__Directions__
Would you please copy each line of the listing that mentions "CustomSafePNextCopy"?

__The input__
┌────────

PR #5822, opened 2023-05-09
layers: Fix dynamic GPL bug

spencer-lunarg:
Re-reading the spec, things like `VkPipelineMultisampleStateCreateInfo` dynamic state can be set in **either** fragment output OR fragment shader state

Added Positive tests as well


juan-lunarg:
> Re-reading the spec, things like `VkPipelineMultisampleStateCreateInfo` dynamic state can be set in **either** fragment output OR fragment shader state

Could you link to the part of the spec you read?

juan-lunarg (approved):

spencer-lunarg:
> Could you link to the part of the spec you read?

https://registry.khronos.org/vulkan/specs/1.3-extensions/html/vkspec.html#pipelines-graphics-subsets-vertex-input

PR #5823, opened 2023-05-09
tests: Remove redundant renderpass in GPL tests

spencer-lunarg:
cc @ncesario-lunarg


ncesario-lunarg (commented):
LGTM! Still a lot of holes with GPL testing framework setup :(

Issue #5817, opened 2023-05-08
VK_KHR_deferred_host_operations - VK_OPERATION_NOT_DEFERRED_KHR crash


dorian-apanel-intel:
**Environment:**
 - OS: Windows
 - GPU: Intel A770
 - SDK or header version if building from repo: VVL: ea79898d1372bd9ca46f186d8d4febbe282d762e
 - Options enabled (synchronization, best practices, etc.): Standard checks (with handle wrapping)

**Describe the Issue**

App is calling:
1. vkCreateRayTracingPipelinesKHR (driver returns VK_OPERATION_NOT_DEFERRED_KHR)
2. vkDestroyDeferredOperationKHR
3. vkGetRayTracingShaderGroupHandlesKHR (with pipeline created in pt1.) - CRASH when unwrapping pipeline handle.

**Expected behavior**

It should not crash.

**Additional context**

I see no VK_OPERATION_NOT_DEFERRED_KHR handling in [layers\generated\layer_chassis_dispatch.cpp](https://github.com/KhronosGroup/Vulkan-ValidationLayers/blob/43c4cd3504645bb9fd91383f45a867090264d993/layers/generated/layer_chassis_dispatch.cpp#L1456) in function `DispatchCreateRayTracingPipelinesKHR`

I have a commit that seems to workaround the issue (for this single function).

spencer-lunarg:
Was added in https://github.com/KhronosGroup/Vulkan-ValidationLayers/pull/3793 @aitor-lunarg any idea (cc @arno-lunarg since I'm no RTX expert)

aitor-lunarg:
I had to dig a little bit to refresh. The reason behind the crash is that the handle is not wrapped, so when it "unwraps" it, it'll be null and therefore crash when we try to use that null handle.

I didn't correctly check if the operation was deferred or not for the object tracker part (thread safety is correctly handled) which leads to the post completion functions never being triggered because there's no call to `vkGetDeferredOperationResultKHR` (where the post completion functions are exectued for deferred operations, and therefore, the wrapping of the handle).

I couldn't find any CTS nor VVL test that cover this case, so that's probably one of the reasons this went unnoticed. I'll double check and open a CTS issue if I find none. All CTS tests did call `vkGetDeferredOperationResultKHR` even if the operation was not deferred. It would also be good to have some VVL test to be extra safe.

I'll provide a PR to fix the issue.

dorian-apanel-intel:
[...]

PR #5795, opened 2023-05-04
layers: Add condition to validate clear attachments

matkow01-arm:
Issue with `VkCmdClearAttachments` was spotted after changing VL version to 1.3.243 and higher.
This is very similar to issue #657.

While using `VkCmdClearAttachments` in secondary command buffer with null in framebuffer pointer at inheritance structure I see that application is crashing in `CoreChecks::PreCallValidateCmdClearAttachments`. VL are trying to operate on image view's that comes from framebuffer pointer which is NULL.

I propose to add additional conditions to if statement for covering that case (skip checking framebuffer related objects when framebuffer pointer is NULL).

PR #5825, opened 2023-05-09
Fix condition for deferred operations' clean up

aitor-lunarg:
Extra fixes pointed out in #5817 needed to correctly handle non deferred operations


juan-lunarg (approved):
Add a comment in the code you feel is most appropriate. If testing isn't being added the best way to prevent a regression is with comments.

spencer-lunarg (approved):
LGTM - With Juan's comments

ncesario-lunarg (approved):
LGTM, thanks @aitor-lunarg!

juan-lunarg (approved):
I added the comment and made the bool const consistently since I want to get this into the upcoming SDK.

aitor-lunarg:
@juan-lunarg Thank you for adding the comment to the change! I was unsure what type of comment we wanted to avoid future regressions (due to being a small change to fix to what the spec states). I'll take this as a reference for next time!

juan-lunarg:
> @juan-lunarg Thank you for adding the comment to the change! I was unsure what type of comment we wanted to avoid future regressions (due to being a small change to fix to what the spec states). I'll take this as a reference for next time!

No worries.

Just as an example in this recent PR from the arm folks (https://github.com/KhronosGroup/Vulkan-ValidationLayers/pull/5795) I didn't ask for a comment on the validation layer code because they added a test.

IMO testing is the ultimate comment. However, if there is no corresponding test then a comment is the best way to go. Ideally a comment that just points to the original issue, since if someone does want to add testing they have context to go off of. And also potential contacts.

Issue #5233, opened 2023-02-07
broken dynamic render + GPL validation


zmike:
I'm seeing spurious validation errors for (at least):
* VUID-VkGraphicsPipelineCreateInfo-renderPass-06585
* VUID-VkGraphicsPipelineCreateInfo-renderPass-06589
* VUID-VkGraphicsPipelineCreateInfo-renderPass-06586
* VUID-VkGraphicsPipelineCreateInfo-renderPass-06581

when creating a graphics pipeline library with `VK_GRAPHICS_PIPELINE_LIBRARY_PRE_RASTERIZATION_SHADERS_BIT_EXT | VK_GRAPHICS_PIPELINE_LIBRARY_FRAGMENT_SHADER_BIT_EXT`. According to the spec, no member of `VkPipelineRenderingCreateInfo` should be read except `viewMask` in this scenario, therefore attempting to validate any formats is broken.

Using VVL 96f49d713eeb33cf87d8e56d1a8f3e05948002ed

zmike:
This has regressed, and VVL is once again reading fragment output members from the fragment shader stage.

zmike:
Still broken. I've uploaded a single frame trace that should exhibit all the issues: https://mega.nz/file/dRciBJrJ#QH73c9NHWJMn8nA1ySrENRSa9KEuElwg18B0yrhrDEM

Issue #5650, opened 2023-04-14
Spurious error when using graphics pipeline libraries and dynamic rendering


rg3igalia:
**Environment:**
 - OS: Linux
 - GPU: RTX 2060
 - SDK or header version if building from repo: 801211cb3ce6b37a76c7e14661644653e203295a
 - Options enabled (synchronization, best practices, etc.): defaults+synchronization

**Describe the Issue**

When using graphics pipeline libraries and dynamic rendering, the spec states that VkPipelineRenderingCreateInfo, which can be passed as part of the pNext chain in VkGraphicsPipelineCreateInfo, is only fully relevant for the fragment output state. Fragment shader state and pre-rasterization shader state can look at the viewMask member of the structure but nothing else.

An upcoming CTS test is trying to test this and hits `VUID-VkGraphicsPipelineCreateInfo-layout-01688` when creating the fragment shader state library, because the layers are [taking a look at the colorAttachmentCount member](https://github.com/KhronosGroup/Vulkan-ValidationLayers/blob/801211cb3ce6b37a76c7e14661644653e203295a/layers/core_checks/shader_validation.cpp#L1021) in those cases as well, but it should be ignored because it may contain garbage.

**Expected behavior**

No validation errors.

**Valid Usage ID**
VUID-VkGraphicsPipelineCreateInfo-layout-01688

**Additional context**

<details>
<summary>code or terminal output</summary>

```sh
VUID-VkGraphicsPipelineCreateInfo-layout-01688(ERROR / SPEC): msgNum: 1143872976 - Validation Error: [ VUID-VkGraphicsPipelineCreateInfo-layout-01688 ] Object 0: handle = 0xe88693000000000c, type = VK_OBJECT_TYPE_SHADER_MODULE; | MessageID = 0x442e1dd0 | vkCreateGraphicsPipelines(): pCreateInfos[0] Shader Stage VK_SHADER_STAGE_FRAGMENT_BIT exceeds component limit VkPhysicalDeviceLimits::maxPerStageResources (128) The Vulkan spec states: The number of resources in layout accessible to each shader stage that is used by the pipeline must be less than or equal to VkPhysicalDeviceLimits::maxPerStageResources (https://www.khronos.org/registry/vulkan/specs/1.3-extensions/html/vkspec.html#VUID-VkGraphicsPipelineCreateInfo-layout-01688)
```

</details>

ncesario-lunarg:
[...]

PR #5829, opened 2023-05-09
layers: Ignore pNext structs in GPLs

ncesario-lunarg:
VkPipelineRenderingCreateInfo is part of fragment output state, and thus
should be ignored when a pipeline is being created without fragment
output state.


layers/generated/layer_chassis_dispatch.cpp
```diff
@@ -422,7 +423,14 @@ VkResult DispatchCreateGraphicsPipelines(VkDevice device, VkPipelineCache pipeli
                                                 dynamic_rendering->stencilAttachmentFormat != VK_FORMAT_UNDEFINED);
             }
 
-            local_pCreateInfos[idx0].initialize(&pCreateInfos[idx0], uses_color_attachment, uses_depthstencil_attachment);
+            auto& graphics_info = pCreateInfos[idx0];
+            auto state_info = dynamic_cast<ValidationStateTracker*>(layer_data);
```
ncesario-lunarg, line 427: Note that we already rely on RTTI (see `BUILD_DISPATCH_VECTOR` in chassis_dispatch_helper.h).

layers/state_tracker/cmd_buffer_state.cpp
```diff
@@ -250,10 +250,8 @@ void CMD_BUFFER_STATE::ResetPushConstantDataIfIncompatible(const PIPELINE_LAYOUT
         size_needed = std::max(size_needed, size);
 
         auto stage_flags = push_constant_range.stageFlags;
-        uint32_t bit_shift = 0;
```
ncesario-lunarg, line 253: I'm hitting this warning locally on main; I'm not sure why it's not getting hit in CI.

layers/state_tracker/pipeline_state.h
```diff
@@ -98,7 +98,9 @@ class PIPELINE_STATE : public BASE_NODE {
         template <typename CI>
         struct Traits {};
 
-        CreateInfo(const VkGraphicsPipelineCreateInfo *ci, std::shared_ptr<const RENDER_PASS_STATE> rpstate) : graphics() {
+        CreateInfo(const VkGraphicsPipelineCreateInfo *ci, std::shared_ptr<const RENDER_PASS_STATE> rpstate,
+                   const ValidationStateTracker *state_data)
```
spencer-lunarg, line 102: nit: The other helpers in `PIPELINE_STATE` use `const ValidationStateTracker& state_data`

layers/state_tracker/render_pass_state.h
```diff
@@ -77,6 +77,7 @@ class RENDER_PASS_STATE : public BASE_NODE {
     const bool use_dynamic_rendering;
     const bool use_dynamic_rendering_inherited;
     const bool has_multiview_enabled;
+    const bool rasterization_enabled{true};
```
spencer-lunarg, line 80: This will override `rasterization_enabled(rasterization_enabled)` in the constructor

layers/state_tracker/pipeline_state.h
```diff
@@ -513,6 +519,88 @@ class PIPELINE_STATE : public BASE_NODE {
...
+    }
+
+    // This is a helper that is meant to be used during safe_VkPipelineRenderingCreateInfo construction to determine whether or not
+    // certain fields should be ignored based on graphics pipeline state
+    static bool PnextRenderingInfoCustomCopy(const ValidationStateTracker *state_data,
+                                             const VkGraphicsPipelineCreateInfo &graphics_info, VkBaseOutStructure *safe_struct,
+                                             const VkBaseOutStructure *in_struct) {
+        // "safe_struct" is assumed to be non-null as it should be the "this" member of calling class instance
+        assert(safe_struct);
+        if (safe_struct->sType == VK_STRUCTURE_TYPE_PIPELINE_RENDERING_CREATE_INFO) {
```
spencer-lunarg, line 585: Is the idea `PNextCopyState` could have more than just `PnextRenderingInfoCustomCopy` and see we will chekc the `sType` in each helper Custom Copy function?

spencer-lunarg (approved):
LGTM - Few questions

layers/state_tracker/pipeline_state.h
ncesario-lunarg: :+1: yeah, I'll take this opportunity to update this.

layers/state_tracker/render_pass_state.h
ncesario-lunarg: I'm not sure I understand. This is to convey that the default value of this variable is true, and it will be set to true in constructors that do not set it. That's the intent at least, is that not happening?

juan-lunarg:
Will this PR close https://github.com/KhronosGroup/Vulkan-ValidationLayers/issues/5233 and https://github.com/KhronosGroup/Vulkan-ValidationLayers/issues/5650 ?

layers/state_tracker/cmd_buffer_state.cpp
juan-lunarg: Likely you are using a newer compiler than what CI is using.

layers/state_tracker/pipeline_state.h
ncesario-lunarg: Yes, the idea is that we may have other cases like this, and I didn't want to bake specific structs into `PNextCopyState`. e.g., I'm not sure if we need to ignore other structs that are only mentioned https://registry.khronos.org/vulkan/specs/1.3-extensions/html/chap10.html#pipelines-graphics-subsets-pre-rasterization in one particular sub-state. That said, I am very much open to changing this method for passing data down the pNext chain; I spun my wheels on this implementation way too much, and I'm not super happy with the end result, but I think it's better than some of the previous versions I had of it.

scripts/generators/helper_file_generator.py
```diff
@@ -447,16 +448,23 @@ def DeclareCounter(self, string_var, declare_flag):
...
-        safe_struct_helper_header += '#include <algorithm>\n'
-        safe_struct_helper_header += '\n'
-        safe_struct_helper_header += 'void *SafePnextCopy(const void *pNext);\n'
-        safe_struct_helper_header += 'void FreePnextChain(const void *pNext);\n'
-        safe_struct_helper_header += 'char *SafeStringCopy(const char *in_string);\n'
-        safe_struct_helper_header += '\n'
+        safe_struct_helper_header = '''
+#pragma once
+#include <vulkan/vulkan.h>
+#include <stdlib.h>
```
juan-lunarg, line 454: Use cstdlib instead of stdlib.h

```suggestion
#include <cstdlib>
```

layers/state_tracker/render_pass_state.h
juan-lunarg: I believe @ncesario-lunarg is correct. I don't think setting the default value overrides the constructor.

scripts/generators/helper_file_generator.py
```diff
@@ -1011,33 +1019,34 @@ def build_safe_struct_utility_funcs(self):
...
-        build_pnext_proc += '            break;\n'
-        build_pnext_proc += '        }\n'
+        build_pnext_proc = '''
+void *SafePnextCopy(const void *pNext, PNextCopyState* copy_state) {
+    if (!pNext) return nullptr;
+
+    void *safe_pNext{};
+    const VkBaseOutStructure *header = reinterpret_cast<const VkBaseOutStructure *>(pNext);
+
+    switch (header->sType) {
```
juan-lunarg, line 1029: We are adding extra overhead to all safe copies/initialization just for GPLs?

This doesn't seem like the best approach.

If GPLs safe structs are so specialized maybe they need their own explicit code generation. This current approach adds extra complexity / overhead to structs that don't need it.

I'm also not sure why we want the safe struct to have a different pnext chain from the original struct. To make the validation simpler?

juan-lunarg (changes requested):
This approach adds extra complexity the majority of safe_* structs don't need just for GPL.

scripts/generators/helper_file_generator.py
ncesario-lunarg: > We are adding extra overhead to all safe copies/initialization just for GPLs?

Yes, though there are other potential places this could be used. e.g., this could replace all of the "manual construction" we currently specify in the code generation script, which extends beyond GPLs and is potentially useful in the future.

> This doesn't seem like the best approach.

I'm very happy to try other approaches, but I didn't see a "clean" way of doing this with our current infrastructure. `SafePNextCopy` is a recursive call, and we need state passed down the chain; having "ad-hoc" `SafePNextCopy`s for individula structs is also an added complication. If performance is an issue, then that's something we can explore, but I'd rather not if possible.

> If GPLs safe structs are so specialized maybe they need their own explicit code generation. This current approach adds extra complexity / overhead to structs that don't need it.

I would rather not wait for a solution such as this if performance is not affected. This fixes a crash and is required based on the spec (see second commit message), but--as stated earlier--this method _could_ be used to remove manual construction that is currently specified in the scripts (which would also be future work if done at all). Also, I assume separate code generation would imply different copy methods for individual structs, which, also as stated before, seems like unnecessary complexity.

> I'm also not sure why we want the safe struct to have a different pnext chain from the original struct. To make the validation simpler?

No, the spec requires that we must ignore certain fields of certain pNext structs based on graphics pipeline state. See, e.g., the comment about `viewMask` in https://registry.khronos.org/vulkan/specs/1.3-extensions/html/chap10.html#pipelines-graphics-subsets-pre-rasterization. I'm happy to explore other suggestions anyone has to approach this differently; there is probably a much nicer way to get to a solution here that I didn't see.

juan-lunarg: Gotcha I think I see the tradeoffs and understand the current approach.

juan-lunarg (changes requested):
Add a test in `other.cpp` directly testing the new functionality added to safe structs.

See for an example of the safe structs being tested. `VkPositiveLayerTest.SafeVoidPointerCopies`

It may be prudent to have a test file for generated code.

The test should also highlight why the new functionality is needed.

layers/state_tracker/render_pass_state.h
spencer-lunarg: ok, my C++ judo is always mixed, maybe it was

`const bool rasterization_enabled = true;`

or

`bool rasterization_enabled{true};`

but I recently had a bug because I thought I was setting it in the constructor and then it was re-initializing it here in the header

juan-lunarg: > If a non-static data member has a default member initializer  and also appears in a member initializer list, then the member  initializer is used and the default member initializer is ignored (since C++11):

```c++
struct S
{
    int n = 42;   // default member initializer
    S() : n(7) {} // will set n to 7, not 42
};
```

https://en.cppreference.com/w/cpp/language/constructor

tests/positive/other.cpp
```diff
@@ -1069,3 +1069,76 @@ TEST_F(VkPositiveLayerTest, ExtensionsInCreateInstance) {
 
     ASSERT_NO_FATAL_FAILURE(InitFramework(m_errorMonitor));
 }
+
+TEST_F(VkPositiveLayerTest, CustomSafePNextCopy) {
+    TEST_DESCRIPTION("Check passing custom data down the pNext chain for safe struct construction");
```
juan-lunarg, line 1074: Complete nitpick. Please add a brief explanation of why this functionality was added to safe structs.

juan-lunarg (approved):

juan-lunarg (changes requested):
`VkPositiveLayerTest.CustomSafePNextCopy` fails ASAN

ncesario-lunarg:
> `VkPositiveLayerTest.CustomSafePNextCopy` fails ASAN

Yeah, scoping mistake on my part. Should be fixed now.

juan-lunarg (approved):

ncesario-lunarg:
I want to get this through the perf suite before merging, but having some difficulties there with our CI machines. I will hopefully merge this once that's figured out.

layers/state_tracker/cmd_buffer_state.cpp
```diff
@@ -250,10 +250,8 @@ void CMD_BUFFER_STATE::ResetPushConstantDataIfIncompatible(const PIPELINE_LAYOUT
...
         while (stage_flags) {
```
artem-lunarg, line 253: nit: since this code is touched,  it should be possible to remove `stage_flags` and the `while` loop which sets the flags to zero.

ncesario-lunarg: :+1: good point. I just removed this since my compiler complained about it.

└────────

__Written response__
+TEST_F(VkPositiveLayerTest, CustomSafePNextCopy) {
`VkPositiveLayerTest.CustomSafePNextCopy` fails ASAN
> `VkPositiveLayerTest.CustomSafePNextCopy` fails ASAN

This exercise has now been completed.